Stored data:
=== Begin Enclosure ===
PR #271, opened 2015-07-01
sip: add ability to specify a prehashed secret (ha1) 

saghul:


lminiero:
If I look at what the SIP plugin was before you started playing with it I'm almost embarassed, you did a terrific job :smile: 

The patch looks fine to me, I just have a code style related nit: could you prefix the new enum and its values with ```janus_sip_``` instead of just ```janus_```, and place the property at the end? e.g., ```janus_sip_secret_type_unknown``` instead of ```janus_unknown_secret_type```. It makes it better adhere to the code style we have in the core and other plugins, and also simplifies any search in the Doxygen documentation.

Thanks!

saghul:
> If I look at what the SIP plugin was before you started playing with it I'm almost embarassed, you did a terrific job :smile:
> 

Thanks! Janus was exactly what I was looking for, you can't imagine how much time this has saved me :heart_eyes: 

> The patch looks fine to me, I just have a code style related nit: could you prefix the new enum and its values with janus_sip_ instead of just janus_, and place the property at the end? e.g., janus_sip_secret_type_unknown instead of janus_unknown_secret_type. It makes it better adhere to the code style we have in the core and other plugins, and also simplifies any search in the Doxygen documentation.

Fixed that!

lminiero:
Perfect, thanks again, merging!

PR #273, opened 2015-07-02
memory check and clean; if videoroom is null, create it firstly; verify room secret

nanguantong:
memory check and clean; if videoroom is null, create it firstly; verify room secret

### DIFF
--- a/plugins/janus_videoroom.c
+++ b/plugins/janus_videoroom.c
@@ -583,6 +583,8 @@ int janus_videoroom_init(janus_callbacks *callback, const char *config_path) {
 			janus_videoroom *videoroom = calloc(1, sizeof(janus_videoroom));
 			if(videoroom == NULL) {
 				JANUS_LOG(LOG_FATAL, "Memory error!\n");
+				/* FIXME add by vivi */
+				cat = cat->next;
 				continue;
 			}
 			videoroom->room_id = atoi(cat->name);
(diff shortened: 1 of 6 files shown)


nanguantong:
"add videomcu custom page"   --- this commit (diff) is my own app scene, so don't need to merge this

plugins/janus_videoroom.c
```diff
@@ -593,6 +595,8 @@ int janus_videoroom_init(janus_callbacks *callback, const char *config_path) {
 				description = g_strdup(cat->name);
 			if(description == NULL) {
 				JANUS_LOG(LOG_FATAL, "Memory error!\n");
+				/* FIXME add by vivi */
+				cat = cat->next;
 				continue;
```
ploxiln: `g_strdup()` will never return NULL, it will abort the program instead. So the whole if-body can be removed instead.

https://developer.gnome.org/glib/stable/glib-Memory-Allocation.html

  > If any call to allocate memory fails, the application is terminated. This also means that there is no need to check if the call succeeded.

nanguantong: Yes, so this diff does't affect the program exit.

lminiero:
I'm not sure I understand the purpose of this patch. Was it actually meant to be shared? What is it trying to fix? Or did you just want to highlight some parts of the code you have concerns about?

lminiero:
Closing for lack of feedback.

PR #275, opened 2015-07-02
sip-demo: use HA1 hashed passwords

saghul:
This way the user's password will never travel unhashed towards the
server.

The MD5 implementation used is this one (MIT licensed):
https://github.com/blueimp/JavaScript-MD5


lminiero:
Cool, thanks! Before merging I'll try it later with some of the servers I know of just to make sure forcing secrets this way doesn't break the behaviour for users trying the demo.

lminiero:
Can't merge it yet, sorry... I've just tried it with Asterisk and the registration failed with a "wrong password". Changing it to use ```secret``` instead of ```ha1secret``` worked instead. I guess that not all SIP servers support this way of registering, or at least not in their default configuration; or simply it's a more delicate approach when it comes to configuration (e.g. realms) and so more prone to errors. As such, the SIP demo cannot be configured to use that by default.

saghul:
I'll re-test , but just to be clear, there is no difference in what goes on the SIP packet. My guess is that the realm needs to be empty / or set to that of the challenge. I'll have another go at it.

saghul:
@lminiero do you happen to have a capture of the 401 / 407 packet from Asterisk?

lminiero:
I'll generate one for you, just give me a few minutes.

lminiero:
You can find it here:

http://conf.meetecho.com/pull275-badauth.pcapng

Hope it helps! Let me know if you need any additional info.

saghul:
Got it. I see we cannot really apply this PR to the main demo, here is the reasoning:

The HA1 secret is basically MD5(username:realm:password). In SIP the realm is usually set to the domain, since the credentials for saghul@foo.com should not automagically work on saghul@bar.com even if both are handled by the same server.

Asterisk, however, uses "asterisk" as the realm (you can see that in the traces), which means that the HA1 we'd need to generate is MD5(username:asterisk:password).

We cannot really know what realm we're going to get in the demo, since it might be connected to any server, so I'll just dump this PR.

In paradise city, where the grass is green, girls are pretty and people use user@domain SIP addresses this works beautifully :-)

lminiero:
Well the pull request looked useful anyway! Especially since you have a use for it with your servers, for instance, as I'm sure is the case for others. I'd just keep the default secret mechanism in the demo, leaving the optional usage of HA1 secret to those who want it. But you're much more experienced with SIP than I am, so I'll  leave the decision to you :smile:

saghul:
Ok, I'll reopen and make it optional with a checkbox pehaps? Then a note can explain what this is actually about.

lminiero:
What about if we turn the guestbox checkbox we have now into a select box of some sort? Something like a select with different options, namely regular secret, HA1 secret and guest. This way we keep the UI clean enough without putting too much stuff there: selecting one of the options might show a small dialog explaining what the option is going to do.

Just thinking out loud, and this is something I can take care of myself if you want, maybe starting from the guest/noguest stuff we have now, so that you can expand on that.

saghul:
> What about if we turn the guestbox checkbox we have now into a select box of some sort? Something like a select with different options, namely regular secret, HA1 secret and guest. This way we keep the UI clean enough without putting too much stuff there: selecting one of the options might show a small dialog explaining what the option is going to do.
> 

That could work!

> Just thinking out loud, and this is something I can take care of myself if you want, maybe starting from the guest/noguest stuff we have now, so that you can expand on that.

That would be great, since my UI / bootstrap skills are lacking :-) If you create the selection box I could just add the option on top and rebase this PR.

lminiero:
Ok, I'll notify you here as soon as it is ready.

lminiero:
Just pushed the changes. Integrating your new approach should be simple enough.

Add a new li line here to list the HA1 secret approach before guest:
https://github.com/meetecho/janus-gateway/blob/master/html/siptest.html#L124

Add a new case here for the info dialog when switching approach (the ID of the element created before is used to discriminate approaches):
https://github.com/meetecho/janus-gateway/blob/master/html/siptest.js#L101

Add an else here to specify the ha1secret if selected:
https://github.com/meetecho/janus-gateway/blob/master/html/siptest.js#L449

Let me know if you need any clarification on this.

saghul:
@lminiero Updated! I tested it both with normal secret and with ha1 and it works fine :-)

lminiero:
Cool, thanks! Merging then :-)

PR #276, opened 2015-07-02
sip: add ability to skip registration

### LINKED ISSUE #274: sip: Registering... but not really
Hi!

I wanted to share the ideas I have for the patch I'm working on, in case someone (I'm looking at you @lminiero :smile: ) has feedback.

What I really need is the ability to make multiple calls with the SIP plugin from the same account. Now, the plugin seems to be designed around the idea of "one plugin handle -> one SIP account -> one call", and adding multiple sessions support looks messy, so I came up with the following workaround:

* An application would have a couple (or more) plugin handles for a given account, so calls can be received over them.
* The same application would create new plugin handles for each outgoing call, but **not** send a REGISTER over them, just use the "register" command to store the credentials and then make the outgoing call.

In order to achieve this I plan to add a boolean attribute to the "register" command, in order to skip the registration process.

saghul:
Fixes #274

### DIFF
--- a/plugins/janus_sip.c
+++ b/plugins/janus_sip.c
@@ -175,6 +175,7 @@ void janus_sip_message_free(janus_sip_message *msg) {
 
 
 typedef enum {
+	janus_sip_registration_status_disabled = -2,
 	janus_sip_registration_status_failed = -1,
 	janus_sip_registration_status_unregistered = 0,
 	janus_sip_registration_status_registering,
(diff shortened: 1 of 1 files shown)


lminiero:
I'll check the patch in more detail as soon as I can, but I'd already ask you to change the ```json_boolean``` you have in something's different. Apparently some older versions of Jansson don't have ```json_boolean```, which is why I had to use strings ("true", "false") or integers(1, 0) throughout the core and the other plugins to account for that.

saghul:
Oh, I didn't know this, will fix!

saghul:
Fixed.

lminiero:
Sorry about this late response, I've been awfully busy these days... merging, thanks again!

saghul:
No worries, thanks!

PR #282, opened 2015-07-14
Prevent bower to use a too recent adapter.js

ancorgs:
Janus.js uses MediaStreamTrack.getSources which is not longer provided for Firefox by adapter.js. This change ensures bower uses the last adapter.js version still defining that function which prevents janus.js from breaking. The limitation can be removed in the future if janus,js stops calling MediaStreamTrack.getSources directly.

Since I was modifying the file, I also updated the version.

### DIFF
--- a/bower.json
+++ b/bower.json
@@ -1,6 +1,6 @@
 {
   "name": "janus-gateway",
-  "version": "0.0.7",
+  "version": "0.0.9",
   "homepage": "https://github.com/meetecho/janus-gateway",
   "authors": [
     "Lorenzo Miniero <lorenzo@meetecho.com>",
@@ -33,7 +33,7 @@
     "tests"
   ],
   "dependencies": {
-    "adapter.js": "*",
+    "adapter.js": "git://github.com/webrtc/adapter.git#d197a97c198a6dbcde7aa58c7d50d454af7bb99c",
     "jquery": "*"    
   }
 }


lminiero:
Not familiar with bower as the related support file was provided by someone else as a pull request. Why not have bower get the adapter.js we ship ourselves? That's where we define getSources anyway, and is compliant with janus.js.

lminiero:
https://github.com/meetecho/janus-gateway/blob/master/html/adapter.js

saghul:
Since the Janus demos ship with both jQuery and adapter.js, I don't see why the bower file is necessary, at all. If You were to split the client library to another repo then yeah, I guess.

ancorgs:
I just wanted to be consistent with the current definition of bower.json. I can also try to completely remove the dependency and use the bundled adapter.js if you prefer so. I'll try and open a separate pull request if it works.

ancorgs:
If you want it to work with bower, you should use module imports instead of the current `addJS`. That would make possible to modern javascript package managers, like bower, to process the dependencies. Is that ok for you?

http://www.2ality.com/2014/09/es6-modules-final.html

lminiero:
To be brutally honest, I can't care less about bower ;-)
I'd rather not constrain our JS API to any approach like bower, browserify or the like, if possible, but keep it simple.

ancorgs:
And to be honest, I'm not sure how the whole import thingy will work in this case or even if it's possible at all (I'm not a javascript or bower expert).

On the other hand, it would probably be possible to place both files `janus.js` and `adapter.js` in the `main` section of the bower.js That will eventually work (I think) but would be actually incorrect (there should be only one `.js` file in the `main` section).

If you don't care, just merge the PR. It only improves the situation. :wink: for those (like me) that are kind of forced to use bower.

lminiero:
Makes sense, thanks!

PR #292, opened 2015-07-25
Introduce Janus JS logger

yan-foto:
As I was lost in the huge amount of logs, which are produced by `janus.js` when debugging is enabled, I created as simple logger with log level support which makes use of browsers `console.trace`, `console.warn`, etc. and provides fallback methods if these are not supported.

If it is something desirable, I could go ahead and replace `Janus.log` in javascript code with appropriate methods of the logger before the merge.

### DIFF
--- a/html/janus.js
+++ b/html/janus.js
@@ -28,19 +28,19 @@ Janus.logger = function(level) {
 	methods = ["trace", "debug", "info", "warn", "error"];
 	levels = {};
 
-	this.log = function(msg) {
-		(console.log === undefined) ? Janus.noop : console.log(msg);
+	this.log = function() {
+		(console.log === undefined) ? Janus.noop : console.log.apply(console, arguments);
 	};
 
 	methods.forEach(function(level, index) {
 		levels[level] = index;
 
-		this[level] = function(msg) {
-			if(this.level > levels[level]) {
+		this[level] = function() {
+			if(this.level - 1 > levels[level]) {
 				return; // No need to log at all!
 			}
 
-			(console[level] === undefined) ? this.log(msg) : console[level](msg);
+			(console[level] === undefined) ? this.log.apply(this, arguments) : console[level].apply(console, arguments);
 		};
 	}.bind(this));
 }
@@ -165,7 +165,7 @@ function Janus(gatewayCallbacks) {
 	this.destroy = function(callbacks) { destroySession(callbacks); };
 	this.attach = function(callbacks) { createHandle(callbacks); };
 
-	
+
 	// Private method to create random identifiers (e.g., transaction)
 	function randomString(len) {
 		charSet = 'ABCDEFGHIJKLMNOPQRSTUVWXYZabcdefghijklmnopqrstuvwxyz0123456789';
@@ -209,7 +209,7 @@ function Janus(gatewayCallbacks) {
 			dataType: "json"
 		});
 	}
-	
+
 	// Private event handler: this will trigger plugin callbacks, if set
 	function handleEvent(json) {
 		retries = 0;
@@ -328,7 +328,7 @@ function Janus(gatewayCallbacks) {
 			Janus.log("Unknown message '" + json["janus"] + "'");
 		}
 	}
-	
+
 	// Private helper to send keep-alive messages on WebSockets
 	function keepAlive() {
 		if(server === null || !websockets || !connected)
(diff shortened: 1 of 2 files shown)


lminiero:
That looks realy interesting! I'll look into it when I get back home (still abroad).
That said, before I can merge this, I'd ask you to sign our CLA if you haven't done that yet:

Thanks!

yan-foto:
Agreement is signed.

lminiero:
Yep, I get that :smile: 

It definitely looks like something that would improve things. Can you adapt just one of the demos (e.g., echo test or whatever you use the most) just to see how it would look like?

Thanks!

yan-foto:
I enhanced the logger and used it in `streamingtest.js`. However to have clean output It should be added to `janus.js` first and foremost!

yan-foto:
I enhanced the logger and used it in `streamingtest.js`. However to have clean output It should be added to `janus.js` first and foremost!

yan-foto:
Any updates on this?

lminiero:
Sorry, github apparently didn't notify me about the further changes you made 5 days ago and I'm only now seeing them... I'll check on Monday when I get back to work. Thanks!

lminiero:
Sorry for the abysmal delay, just manager to get to this after my vacation... just tested and this looks great, thanks!

Just wondering if we can make this slightly more "transparent" than creating a logger specifically. Namely, for now we have a generic ```Janus.log``` that either prints something or doesn't, according to what you passed as the ```debug``` value in ```Janus.init```. My feeling is that this new logging approach belongs to the ```init``` as well, as conceptually you shouldn't have a logger before you initialized the library: besides, it being outside of the ```init``` might make it less clear on what should be done within ```janus.js``` itself.

Not sure what the best way to proceed on this would be: one way could be creating wrappers called ```Janus.trace```, ```Janus.warn``` etc. pretty much as we do for ```Janus.log=console.log```, and then turning the ```debug``` value in init from boolean to something else (e.g., numeric identifier for logging level, comma separated list of stuff you want logged, etc.). What's your feeling about this? This is not something I'd ask you to do, of course: I can take care of this starting from the examples you provided.

Thanks again!

yan-foto:
> My feeling is that this new logging approach belongs to the init as well, as conceptually you shouldn't have a logger before you initialized the library

I do absolutely agree with you. I think its a good idea to initialize the logger inside init and expose it through the wrappers as you mentioned.

> What's your feeling about this?

Big Picture: to be honest as I was trying to integrate `janus.js` into a project, and I would say (thinking on #310) we need to extract the javascript framework from the main structure and let it exist as its own module. I could most definitely give a hand to conceptualize and kick start a `janus.js` module.

lminiero:
> I do absolutely agree with you. I think its a good idea to initialize the logger inside init and expose it through the wrappers as you mentioned.

Ok, I'll craft a new version of ```janus.js``` deriving from your changes. I'll probably create a new PR for that, I'll notify it here.

> Big Picture: to be honest as I was trying to integrate janus.js into a project, and I would say (thinking on #310) we need to extract the javascript framework from the main structure and let it exist as its own module. I could most definitely give a hand to conceptualize and kick start a janus.js module.

Not sure I understand, but everything that can make it easier to integrate elsewhere would be more than welcome! If you have ideas on how to do that (I'm unfortunately all but a JavaScript wizard, I'm afraid) that would be great.

yan-foto:
Sorry I have this problem of not being able to express myself!

At the moment if someone wants to use the JS module, he should try to make sense of the files included under `html` directory and copy them into their own projects. My suggestion is to have an npm package to be used in CommonJS compatible environments and a bower package for everyone who wants to have it inside the browser. It would be easier this way to build a modular project and maintain dependencies.

lminiero:
Ah in this case I'm not so sure about it... I'm not a fan of frameworks, and I don't want to constrain our JavaScript library to any of them. Different people use different things, and forcing them to rely, e.g., on bower/npm could prevent them from integrating it somewhere else.

yan-foto:
I can understand your concerns. But let me put it this way: we will have a separate repository with the following structure:

```
|-- dist
|   |-- janus.js
|   |-- stream.plugin.js
|-- src
|   |-- janus.es6
|   |-- stream.plugin.es6
|   |-- other-deps.es6
|-- gulpfile.js
|-- bower.json
|-- package.json
```

Everyone who needs the production version uses the ready-to-use file available under `dist` or let bower (see `bower.json`) download it. The others who want to use it in CommonJS environments can just use the npm package (see `package.json`). Moreover the project will be easier to maintain using a build system such as gulp (see `gulpfile.js`).

Does it make sense?

lminiero:
I eventually integrated part of your approach in janus.js, so that we now also have Janus.trace, Janus.debug, etc. The way you selectively enable and disable them is through the pre-existing ```debug``` attribute in Janus.init: passing ```true``` or ```"all"``` enables them all, ```false``` disables debugging entirely, and an array similar to the ```methods``` you had (e.g., ```debug: ["warn", "error", "log"]```) makes sure that only the ones you chose be printed.

Thanks for your feedback and help on this!

PR #295, opened 2015-07-28
sip: fix setting the correct caller for the incomingcall event

saghul:
Before the change the "username" field in the "incomingcall" event would only contain the username, not the domain. Now it contains the full SIP URI. Example:

~~~~
{
   "janus": "event",
   "session_id": 890176274,
   "sender": 874965051,
   "plugindata": {
      "plugin": "janus.plugin.sip",
      "data": {
         "sip": "event",
         "result": {
            "event": "incomingcall",
            "username": "sip:31208005163@ag-projects.com"
         }
      }
   },
   "jsep": {
      "type": "offer",
      "sdp": "...."
~~~~

Now, "username" sounds a bit weird, would you be open to changing it to "caller"? I think it makes more sense in the context of this event.

### DIFF
--- a/plugins/janus_sip.c
+++ b/plugins/janus_sip.c
@@ -1463,7 +1463,6 @@ void janus_sip_sofia_callback(nua_event_t event, int status, char const *phrase,
 				nua_respond(nh, 486, sip_status_phrase(486), TAG_END());
 				break;
 			}
-			const char *caller = sip->sip_from->a_url->url_user;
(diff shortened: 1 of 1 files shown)


lminiero:
Makes sense but as usual I'm a bit afraid to change things that may break existing applications using this. I'd say let's keep it named ```username``` for now, with your change.

saghul:
:+1:

PR #301, opened 2015-08-05
doc: update usrsctp repository location

saghul:
It has moved to GitHub.


lminiero:
Accepting blindly as I'm on vacation with no access to a pc...

saghul:
Haha, enjoy Lorenzo! And stay away from computers for a while :-)

PR #305, opened 2015-08-10
build: don't build static versions of the modules by default

saghul:


lminiero:
Looks useful, I don't know why we were building static versions anyway... I'll merge this when I get back to work on Monday, thanks!

ploxiln:
Just want to say thanks for this kind of thing... I'm good with makefiles, but put off enough by the arcane m4 of autotools to not dig in except when absolutely necessary.

PR #413, opened 2015-12-09
Use the bundled adapter.js instead of an external dependency

ancorgs:
This is actually not 100% correct, since the "main" property of a bower.json file should not include two different javascript files, but after investing quite some time testing many alternative approaches, this seems to be our current best option.

If, at some point, Janus goes back to using "vanilla" adapter.js we can bring the dependency back.

@lminiero I know you don't care much about bower support, so if you could please just merge this (I ensure you it's better than before :wink:)...

### DIFF
--- a/bower.json
+++ b/bower.json
@@ -1,6 +1,6 @@
 {
   "name": "janus-gateway",
-  "version": "0.0.9",
+  "version": "0.1.0",
   "homepage": "https://github.com/meetecho/janus-gateway",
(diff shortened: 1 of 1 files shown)


lminiero:
> @lminiero I know you don't care much about bower support, so if you could please just merge this (I ensure you it's better than before )...

I'm starting to become an open book for you guys! :smile: 
Merging, thanks!

Issue #414, opened 2015-12-10
make failed


langhuihui:
In file included from janus.h:33,
                 from dtls.c:15:
ice.h:413: 错误：typedef‘janus_ice_trickle’重定义
ice.h:152: 附注：‘janus_ice_trickle’的上一个声明在此
In file included from dtls.c:15:
janus.h:111: 错误：typedef‘janus_request’重定义
janus.h:42: 附注：‘janus_request’的上一个声明在此

---
config.log
[https://gist.github.com/langhuihui/cf1fc9857d183659b18c]

---
chinese words mean there are some redefine errors

ploxiln:
It seems your unusual configuration has uncovered another bug which newer build tools don't seem to complain about. I opened a pull request with a potential fix.

PR #415, opened 2015-12-10
fix structs janus_request and janus_ice_trickle being typedef'ed twice

ploxiln:
In addition to this diff, see
  * https://github.com/ploxiln/janus-gateway/blob/ad1cdba29589d024a3b31c3ca36351c5e5e56a1f/ice.h#L152
  * https://github.com/ploxiln/janus-gateway/blob/ad1cdba29589d024a3b31c3ca36351c5e5e56a1f/janus.h#L42

recent gcc doesn't care about it, but gcc-4.4 from RHEL6 does - see #414

### DIFF
--- a/ice.h
+++ b/ice.h
@@ -401,7 +401,7 @@ struct janus_ice_component {
 };
 
 /*! \brief Helper to handle pending trickle candidates (e.g., when we're still waiting for an offer) */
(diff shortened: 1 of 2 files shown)


lminiero:
:+1:

PR #417, opened 2015-12-11
config comment parsing off by one

ploxiln:
the character just before the semicolon would be stripped

I went ahead and rewrote that little part of the comment parsing while I was fixing it.

### DIFF
--- a/config.c
+++ b/config.c
@@ -105,25 +105,15 @@ janus_config *janus_config_parse(const char *config_file) {
 		/* Strip comments */
 		char *line = line_buffer, *sc = line, *c = NULL;
 		while((c = strchr(sc, ';')) != NULL) {
-			if(c == line) {
-				/* Comment starts here */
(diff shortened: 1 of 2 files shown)


config.c
```diff
@@ -105,25 +105,15 @@ janus_config *janus_config_parse(const char *config_file) {
...
-			if(c == line) {
-				/* Comment starts here */
-				*c = '\0';
-				break;
-			}
-			c--;
-			if(*c != '\\') {
+			if(c == line || *(c-1) != '\\') {
 				/* Comment starts here */
 				*c = '\0';
```
ploxiln: the real bug is that this would do `*c = '\0';` just after `c--;` so it would get the character before the semicolon

lminiero:
Good catch: I guess I never noticed this since the character before the semicolon is always a tab or a space in our samples. Merging right away, thanks!

PR #418, opened 2015-12-14
Correctly skip candidates when using bundle.

sgotti:
When using bundle with at least audio and video, video_stream is null since all
the data is flowing throught the first stream (the audio_stream).

So in janus_ice_trickle_parse the value of the video variable is always 0 while
data is incorrectly set to 1.
Having this data == 1 the candidates for the additional medias are correctly
skipped.

If instead HAVE_SCTP isn't defined also data is 0 and the candidates for the
other medias are uncorrectly added to the nice agent.

This also triggers a problem with libnice handling multiple candidates having
the same foundation in the same component (randomly choosing the wrong remote
candidate).

The right fix will be problaby be to save the media type for every
sdpMLineIndex in the ice handle (something like the one just reported in the
FIXME).

This patch fixes this by skipping all the candidates with sdpMLineIndex != 0
since the code already assumes that the bundling is done on all the medias
instead of relying on the values of video and data variables.

### DIFF
--- a/ice.c
+++ b/ice.c
@@ -538,10 +538,7 @@ gint janus_ice_trickle_parse(janus_ice_handle *handle, json_t *candidate, const 
 		data = 0;
 #endif
 		if(janus_flags_is_set(&handle->webrtc_flags, JANUS_ICE_HANDLE_WEBRTC_BUNDLE)
-				&& (
-					((video || data) && handle->audio_stream != NULL) || 
-						((data) && handle->video_stream != NULL))
-					) {
+				&& sdpMLineIndex != 0) {
 			JANUS_LOG(LOG_VERB, "[%"SCNu64"] Got a %s candidate but we're bundling, ignoring...\n", handle->handle_id, json_string_value(mid));
 		} else {
 			janus_ice_stream *stream = video ? handle->video_stream : (data ? handle->data_stream : handle->audio_stream);


sgotti:
If you are interested about the related libnice problem I wrote this [email](http://lists.freedesktop.org/archives/nice/2015-December/001279.html)

lminiero:
> So in janus_ice_trickle_parse the value of the video variable is always 0 while
> data is incorrectly set to 1.

Good catch, thanks for spotting this. I guess that in order for that if to work the right thing we had to do was to AND both data and video with ```!janus_flags_is_set(&handle->webrtc_flags, JANUS_ICE_HANDLE_WEBRTC_BUNDLE)```. Anyway your proposed fix is simpler and does the trick for the time being. About your other point, 

> The right fix will be problaby be to save the media type for every
> sdpMLineIndex in the ice handle (something like the one just reported in the
> FIXME).

Well, not in the ICE handle but in the stream, actually (the handle abstracts the whole agent). That FIXME comment is there more as a reminder for the fact that we need to support multiple media streams of the same type per PeerConnection (as in, two or more video streams, for instance), while we're currently limited to one. In that case, the assumptions we currenrly make on ```sdpMLineIndex``` would of course be very different. This is part of a planned refactoring we'll start working on early next year, as we want to add support for Unified Plan.

I'll give a check to your patch as soon as I can. By the way, have you signed our [CLA](https://cla.conf.meetecho.com/janus/)? We cannot merge this otherwise... Thanks again!

sgotti:
> I guess that in order for that to work the right thing we had to do was to AND both data and video with !janus_flags_is_set(&handle->webrtc_flags, JANUS_ICE_HANDLE_WEBRTC_BUNDLE). Anyway your proposed fix is simpler and does the trick for the time being. About your other point,

If I got it correctly your fix seems good.

> Well, not in the ICE handle but in the stream, actually (the handle abstracts the whole agent). That FIXME comment is there more as a reminder of the fact that we need to support multiple media streams of the same type per PeerConnection (as in, two or more video streams, for instance), while we're currently limited to one. In that case, the assumptions we currently make on sdpMLineIndex would of course be very different. This is part of a planned refactoring we'll start working on early next year, as we want to add support for Unified Plan.

Ok!

> I'll give a check to your patch as soon as I can. By the way, have you signed our CLA? We cannot merge this otherwise... Thanks again!

Done!

lminiero:
Thanks! Just checked and it seems to be working fine, merging!

PR #420, opened 2015-12-15
Make DTLS alert and related events more asynchronous

lminiero:
This pull request tries to fix a problem that had been lingering in the background for some time, now.

Plugins can ask the core to tear down a PeerConnection using the ```close_pc``` callback request. This method was conceived so that it would send a DTLS alert to the peer and get rid of the PeerConnection at the core level. Of course, this would also result in a ```hangup_media``` event to the plugin itself, to confirm the PeerConnection was actually closed and trigger the related logic in the plugin.

The problem with the code we had was that the thread invoking ```hangup_media``` was the same that called ```close_pc```. As you can imagine, this could easily lead to trouble: e.g., if the part of the code calling ```close_pc``` and the ```hangup_media``` code had to work on the same mutex, this would lead to a deadlock.

This was caused by the fact that ```janus_plugin_close_pc``` (the core method ```close_pc``` redirects to) called ```janus_ice_webrtc_hangup```, which in turn invoked ```SSL_shutdown```. This OpenSSL method, apparently, also automatically results in a callback to ```janus_dtls_callback``` with SSL_CB_ALERT in the same thread context, and from there to ```hangup_media```, while I thought this would always require an incoming DTLS alert from the peer to happen.

Having all of this happen within the same thread context made little sense, considering we have an ad-hoc thread for all outgoing data (which is why, for instance, a ```relay_rtp``` never blocks: it just adds data to the outgoing queue and immediately returns), so this patch tries to make sending a DTLS alert more in line with that approach. Whenever a DTLS alert needs to be sent, a fake message to address that intention is enqueued, and it's the outgoing data thread that sends the alert. This in turn triggers all the logic that eventually leads to the PeerConnection being removed from the core and the plugin being informed about it. In case no outgoing data thread is available (e.g., ICE not completed yet), it's ```janus_ice_webrtc_hangup``` that stops the ICE loop and not ```janus_plugin_close_pc``` (which now is much "thinner").

I verified this fixed the issue for me, and apparently with no harm done to other parts of Janus. Before merging, I'd like to be sure that's indeed the case, so please test and let me know if it's safe to do so.

### DIFF
--- a/ice.c
+++ b/ice.c
@@ -1031,7 +1031,7 @@ void janus_ice_webrtc_hangup(janus_ice_handle *handle) {
 		return;
 	if(handle->queued_packets != NULL)
 		g_async_queue_push(handle->queued_packets, &janus_ice_dtls_alert);
-	if(handle->icethread != NULL) {
+	if(handle->icethread == NULL) {
 		/* Get rid of the PeerConnection */
 		if(handle->iceloop) {
 			gint64 waited = 0;
--- a/ice.c
+++ b/ice.c
@@ -265,6 +265,21 @@ gboolean janus_is_rtcp(gchar *buf) {
 }
 
 
+#define JANUS_ICE_PACKET_AUDIO	0
+#define JANUS_ICE_PACKET_VIDEO	1
+#define JANUS_ICE_PACKET_DATA	2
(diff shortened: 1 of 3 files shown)


lminiero:
I see no opposition, merging then.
=== End Enclosure ===
• **WHAT THE TASK REQUIRES**
Using the data above, copy each line that contains "after".

• **WRITTEN ANSWER**
Sorry for the abysmal delay, just manager to get to this after my vacation... just tested and this looks great, thanks!
This is actually not 100% correct, since the "main" property of a bower.json file should not include two different javascript files, but after investing quite some time testing many alternative approaches, this seems to be our current best option.
ploxiln: the real bug is that this would do `*c = '\0';` just after `c--;` so it would get the character before the semicolon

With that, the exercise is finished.